# Analysis Example with the palaestrAI Store

This notebook is both a tutorial and a system test. It runs an example experiment, which contains two run phases as well as two agents. After running the experiment, we will get all data out of the store and plot some nice graphs. Since the agents we use for brains perform only random actions, there won't be much to focus on content-wise. However, the tutorial shall serve as a pointer on how to use the palaestrAI core infrastructure (and not hARL, etc.)

## Imports

Let's start by importing necessary modules. This will be what we need for palaestrAI, namely the entrypoint, the runtime config, and the database access stuff:

In [None]:
import palaestrai  # Will provide palaestrai.exectue
import palaestrai.core  # RuntimeConfig
import palaestrai.store  # store.Session for database connectivity
import palaestrai.store.database_util
import palaestrai.store.query as palq
import palaestrai.store.database_model as paldb

The typical data science analysis toolstack uses *pandas* and *matplotlib*, so let's import those, too. 

In [None]:
import numpy as np
import pandas as pd
import matplotlib.pyplot as plt

*jsonpickle* we will need to inspect the reward information objects later on. Here, we also need to use the jsonpickle extension for numpy:

In [None]:
import jsonpickle
import jsonpickle.ext.numpy as jsonpickle_numpy

jsonpickle_numpy.register_handlers()

There are also some of the usual suspects from Python's standard library, which we'll import here without further comment:

In [None]:
import io
import os
import pprint
import tempfile
from pathlib import Path

## Experiment Run Document

Everything palaestrAI does depends on its configuration, or rather, *experiments*. When you do real design of experiments, you first create an *experiment* document, in which you define strategies for sampling your factors. Each sample is an *experiment run*, which will be executed by palaestrAI. We won't do the full DoE dance here, but rather provide an experiment run document directly.

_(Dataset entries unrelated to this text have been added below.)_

PR #53, opened 2020-10-02
upgrade lezer-promql to 0.12.0 and cmn 0.13.0

### LINKED ISSUE #25: Snippets don't get applied correctly when selecting them via the mouse

### LINKED ISSUE #44: Text can become hidden behind tooltip

Nexucis:
fix #44 
image

fix #25 
snippet-fixed

As you can see above, the help of the metric is now displayed

/cc @juliusv

### DIFF
--- a/package-lock.json
+++ b/package-lock.json
@@ -25,38 +25,24 @@
       }
     },
     "@codemirror/next": {
-      "version": "0.12.0",
-      "resolved": "https://registry.npmjs.org/@codemirror/next/-/next-0.12.0.tgz",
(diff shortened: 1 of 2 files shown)


juliusv:
:+1:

Experiments and experiment runs have **unique names** (`uid`). When they're not given, they are auto-generated, but usually the user wants to set them in order to find them in the store later on. Choosing a good name might seem hard (it isn't, any string will do); being force to choose a *unique* names might seem an unecessary constraint. However, it isn't: Each experiment run must be repeatable, i.e., always have the same result, no matter how often it is run. A change in an experiment run definition can yield different results. Therefore, each experiment run is unique—and thus should be its name, too. We will define the experiment run name as a separate variable so that we don't have to remember it later on when we query the store:

In [None]:
experiment_run_name = "Tutorial Experiment Run"

Experiment (run) documents also have a **version**. It serves as a discriminator to catch semantic changes in the document. It is an additional safeguard and emits a log message, but not a stopgap. 

For this tutorial, we set the document's version to palaestrAI's version. That is okay here since we need to keep this documented up-to-date in any case. When experiment runs are archived, the version number (and its immutability!) become more important.

In [None]:
experiment_run_version = "3.4.1"

And now to the document itself. Apart from the `uid`, the `version`, and the random seed (`seed`), it provides the configuration of the experiment run. Experiment runs have *phases*, so the most important key here is the experiment `schedule`.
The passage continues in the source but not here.